PR #460, opened 2019-07-31
Fix #452 by use of Local Storage

### LINKED ISSUE #452: Auth0 returns a stale userInfo
## Observed behavior 
Watch/Unwatch button doesn't mantain the correct state; this is because data retrieved from auth0 /userinfo call is not updated with last modifications, despite app_metadata on auth0 user profile gets correctly updated

## Expected behavior
UI gets updated with app_metadata modifications

- click watch button on FeedViewer manager page (the app_metadata gets updated on Auth0)
- navigate to the feed's project page (/userinfo is called BUT retrieve stale data)
- navigate back to the feed page: the button still show "watch" even if it should show "unwatch"

We found this enlightening thread on Auth0 forum: 
[https://community.auth0.com/t/auth0-returns-a-stale-userinfo/13030/6](https://community.auth0.com/t/auth0-returns-a-stale-userinfo/13030/6)
TLDR: /userinfo endpoint retrieve historical data from the latest authentication point in time

## Version of datatools-ui and datatools-server if applicable 
- dev brench on both server and ui
- using a new Auth0 tenant

aguiraf:
### Checklist

### Description

Store, update and retrieve user profile data using Local Storage. Seeks to resolve #452. 
- Auth0 /userinfo endpoint is called only during login phase, profile data is stored on Local Storage.
- any update on user profile is sent to Auth0 AND to Local Storage
- subsequent calls to userinfo are bypassed (data would be stale) and profile is returned from Local Storage
- During the logout phase the local storage entry is wiped

This is intended for patching the Auth0 unespected behaviour until the new work that will use MongoDB to store user information.

### DIFF
--- a/lib/manager/actions/user.js
+++ b/lib/manager/actions/user.js
@@ -273,6 +273,9 @@ export function updateUserData (user: any, userData: any) {
         } else {
           dispatch(fetchUsers())
         }
+        // We need to update directly localStorage as Auth0 returns stale data
+        // see https://github.com/ibi-group/datatools-ui/issues/452
+        window.localStorage.setItem('profile', JSON.stringify(profile))
       })
   }
 }
--- a/lib/manager/actions/user.js
+++ b/lib/manager/actions/user.js
@@ -275,7 +275,7 @@ export function updateUserData (user: any, userData: any) {
         }
         // We need to update directly localStorage as Auth0 returns stale data
         // see https://github.com/ibi-group/datatools-ui/issues/452
-        window.localStorage.setItem('profile', JSON.stringify(profile))
+        auth0.setProfile(profile)
       })
   }
 }
--- a/lib/common/user/Auth0Manager.js
+++ b/lib/common/user/Auth0Manager.js
@@ -59,10 +59,10 @@ class Auth0Manager {
 
   /**
    * Use the access token (token for API calls) to get the user's profile.
-   * We can't fetch the profile data all the time because we'll get 429'ed by
-   * Auth0.  Therfore, we also store the profile data in localStorage, but we
-   * assume that the profile data is only valid for 60 seconds since it is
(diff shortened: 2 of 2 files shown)


lib/manager/actions/user.js
```diff
@@ -273,6 +273,9 @@ export function updateUserData (user: any, userData: any) {
         } else {
           dispatch(fetchUsers())
         }
+        // We need to update directly localStorage as Auth0 returns stale data
+        // see https://github.com/ibi-group/datatools-ui/issues/452
+        window.localStorage.setItem('profile', JSON.stringify(profile))
```
evansiroky: It'd probably be best to use `Auth0Manager.setProfile` to avoid duplicating code.

evansiroky:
# # # # #
## Activity
All of the data above must be set down again exactly.

## Reply
PR #460, opened 2019-07-31
Fix #452 by use of Local Storage

### LINKED ISSUE #452: Auth0 returns a stale userInfo
## Observed behavior 
Watch/Unwatch button doesn't mantain the correct state; this is because data retrieved from auth0 /userinfo call is not updated with last modifications, despite app_metadata on auth0 user profile gets correctly updated

## Expected behavior
UI gets updated with app_metadata modifications

- click watch button on FeedViewer manager page (the app_metadata gets updated on Auth0)
- navigate to the feed's project page (/userinfo is called BUT retrieve stale data)
- navigate back to the feed page: the button still show "watch" even if it should show "unwatch"

We found this enlightening thread on Auth0 forum: 
[https://community.auth0.com/t/auth0-returns-a-stale-userinfo/13030/6](https://community.auth0.com/t/auth0-returns-a-stale-userinfo/13030/6)
TLDR: /userinfo endpoint retrieve historical data from the latest authentication point in time

## Version of datatools-ui and datatools-server if applicable 
- dev brench on both server and ui
- using a new Auth0 tenant

aguiraf:
### Checklist

### Description

Store, update and retrieve user profile data using Local Storage. Seeks to resolve #452. 
- Auth0 /userinfo endpoint is called only during login phase, profile data is stored on Local Storage.
- any update on user profile is sent to Auth0 AND to Local Storage
- subsequent calls to userinfo are bypassed (data would be stale) and profile is returned from Local Storage
- During the logout phase the local storage entry is wiped

This is intended for patching the Auth0 unespected behaviour until the new work that will use MongoDB to store user information.

### DIFF
--- a/lib/manager/actions/user.js
+++ b/lib/manager/actions/user.js
@@ -273,6 +273,9 @@ export function updateUserData (user: any, userData: any) {
         } else {
           dispatch(fetchUsers())
         }
+        // We need to update directly localStorage as Auth0 returns stale data
+        // see https://github.com/ibi-group/datatools-ui/issues/452
+        window.localStorage.setItem('profile', JSON.stringify(profile))
       })
   }
 }
--- a/lib/manager/actions/user.js
+++ b/lib/manager/actions/user.js
@@ -275,7 +275,7 @@ export function updateUserData (user: any, userData: any) {
         }
         // We need to update directly localStorage as Auth0 returns stale data
         // see https://github.com/ibi-group/datatools-ui/issues/452
-        window.localStorage.setItem('profile', JSON.stringify(profile))
+        auth0.setProfile(profile)
       })
   }
 }
--- a/lib/common/user/Auth0Manager.js
+++ b/lib/common/user/Auth0Manager.js
@@ -59,10 +59,10 @@ class Auth0Manager {
 
   /**
    * Use the access token (token for API calls) to get the user's profile.
-   * We can't fetch the profile data all the time because we'll get 429'ed by
-   * Auth0.  Therfore, we also store the profile data in localStorage, but we
-   * assume that the profile data is only valid for 60 seconds since it is
(diff shortened: 2 of 2 files shown)


lib/manager/actions/user.js
```diff
@@ -273,6 +273,9 @@ export function updateUserData (user: any, userData: any) {
         } else {
           dispatch(fetchUsers())
         }
+        // We need to update directly localStorage as Auth0 returns stale data
+        // see https://github.com/ibi-group/datatools-ui/issues/452
+        window.localStorage.setItem('profile', JSON.stringify(profile))
```
evansiroky: It'd probably be best to use `Auth0Manager.setProfile` to avoid duplicating code.

evansiroky:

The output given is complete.